* [TASK OBJECTIVE]
Find the lines of data that contain the string "passed", then list them.

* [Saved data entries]

*** Block opens ***

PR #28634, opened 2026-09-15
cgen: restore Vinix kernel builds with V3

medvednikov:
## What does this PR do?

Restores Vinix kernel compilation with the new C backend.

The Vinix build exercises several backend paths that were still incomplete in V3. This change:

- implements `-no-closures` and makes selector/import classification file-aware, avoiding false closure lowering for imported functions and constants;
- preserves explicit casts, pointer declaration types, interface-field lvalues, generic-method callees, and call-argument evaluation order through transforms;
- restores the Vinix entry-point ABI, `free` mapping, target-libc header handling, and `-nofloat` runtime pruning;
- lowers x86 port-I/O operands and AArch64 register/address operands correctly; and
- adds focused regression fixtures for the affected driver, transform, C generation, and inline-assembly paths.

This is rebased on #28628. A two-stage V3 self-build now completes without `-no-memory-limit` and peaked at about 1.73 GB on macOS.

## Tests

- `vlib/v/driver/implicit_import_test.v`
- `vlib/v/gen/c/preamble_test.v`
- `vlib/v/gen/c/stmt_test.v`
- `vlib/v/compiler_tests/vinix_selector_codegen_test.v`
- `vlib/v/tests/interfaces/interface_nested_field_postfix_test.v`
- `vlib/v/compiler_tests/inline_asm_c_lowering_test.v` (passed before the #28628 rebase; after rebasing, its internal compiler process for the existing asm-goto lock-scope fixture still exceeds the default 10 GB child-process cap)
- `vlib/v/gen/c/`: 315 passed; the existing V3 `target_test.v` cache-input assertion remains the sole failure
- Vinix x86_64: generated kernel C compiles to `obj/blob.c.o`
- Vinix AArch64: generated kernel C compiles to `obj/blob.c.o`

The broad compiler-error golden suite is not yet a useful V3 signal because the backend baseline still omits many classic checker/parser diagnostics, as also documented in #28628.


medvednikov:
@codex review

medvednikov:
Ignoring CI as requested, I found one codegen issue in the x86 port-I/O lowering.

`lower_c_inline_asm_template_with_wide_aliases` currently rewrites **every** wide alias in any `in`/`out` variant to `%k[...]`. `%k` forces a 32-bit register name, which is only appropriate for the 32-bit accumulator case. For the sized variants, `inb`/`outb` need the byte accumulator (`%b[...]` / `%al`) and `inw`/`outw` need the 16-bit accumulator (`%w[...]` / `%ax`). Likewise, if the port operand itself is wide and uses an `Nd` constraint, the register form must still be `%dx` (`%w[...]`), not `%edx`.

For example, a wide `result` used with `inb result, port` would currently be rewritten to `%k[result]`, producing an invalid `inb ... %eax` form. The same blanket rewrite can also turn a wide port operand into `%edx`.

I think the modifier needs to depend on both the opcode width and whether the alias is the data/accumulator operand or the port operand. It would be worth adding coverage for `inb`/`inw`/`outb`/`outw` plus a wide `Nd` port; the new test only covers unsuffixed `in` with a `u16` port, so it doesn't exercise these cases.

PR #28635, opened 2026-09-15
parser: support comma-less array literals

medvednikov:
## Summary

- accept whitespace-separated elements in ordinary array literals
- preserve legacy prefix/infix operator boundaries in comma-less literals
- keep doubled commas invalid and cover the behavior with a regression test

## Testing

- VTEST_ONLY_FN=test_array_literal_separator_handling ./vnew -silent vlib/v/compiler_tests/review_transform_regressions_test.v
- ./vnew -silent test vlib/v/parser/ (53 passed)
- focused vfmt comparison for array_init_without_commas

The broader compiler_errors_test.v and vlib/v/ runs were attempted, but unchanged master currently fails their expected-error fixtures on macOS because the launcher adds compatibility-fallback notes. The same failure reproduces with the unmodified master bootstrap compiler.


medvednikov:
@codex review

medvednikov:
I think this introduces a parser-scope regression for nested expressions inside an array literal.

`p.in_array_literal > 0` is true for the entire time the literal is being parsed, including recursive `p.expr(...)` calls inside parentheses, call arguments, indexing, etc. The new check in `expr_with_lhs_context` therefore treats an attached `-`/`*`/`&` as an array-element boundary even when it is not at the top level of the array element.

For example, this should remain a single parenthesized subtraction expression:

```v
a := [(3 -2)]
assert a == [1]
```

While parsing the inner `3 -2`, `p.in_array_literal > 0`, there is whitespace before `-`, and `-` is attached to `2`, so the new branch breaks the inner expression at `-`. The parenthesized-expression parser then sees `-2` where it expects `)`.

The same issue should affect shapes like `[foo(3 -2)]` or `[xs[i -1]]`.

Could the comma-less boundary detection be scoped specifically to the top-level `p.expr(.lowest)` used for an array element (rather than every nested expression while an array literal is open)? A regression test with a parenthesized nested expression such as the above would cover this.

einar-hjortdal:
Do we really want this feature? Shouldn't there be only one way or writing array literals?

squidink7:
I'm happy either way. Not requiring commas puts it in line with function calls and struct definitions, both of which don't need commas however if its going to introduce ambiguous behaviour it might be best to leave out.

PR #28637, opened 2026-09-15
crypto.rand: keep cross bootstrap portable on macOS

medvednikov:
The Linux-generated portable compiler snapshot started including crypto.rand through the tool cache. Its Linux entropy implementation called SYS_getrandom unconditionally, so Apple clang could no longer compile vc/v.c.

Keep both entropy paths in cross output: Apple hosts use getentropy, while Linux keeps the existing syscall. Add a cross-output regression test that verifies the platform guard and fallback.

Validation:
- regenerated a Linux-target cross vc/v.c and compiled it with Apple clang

*** Block closes ***

* [COMPLETED TASK]
- `vlib/v/compiler_tests/inline_asm_c_lowering_test.v` (passed before the #28628 rebase; after rebasing, its internal compiler process for the existing asm-goto lock-scope fixture still exceeds the default 10 GB child-process cap)
- `vlib/v/gen/c/`: 315 passed; the existing V3 `target_test.v` cache-input assertion remains the sole failure
- ./vnew -silent test vlib/v/parser/ (53 passed)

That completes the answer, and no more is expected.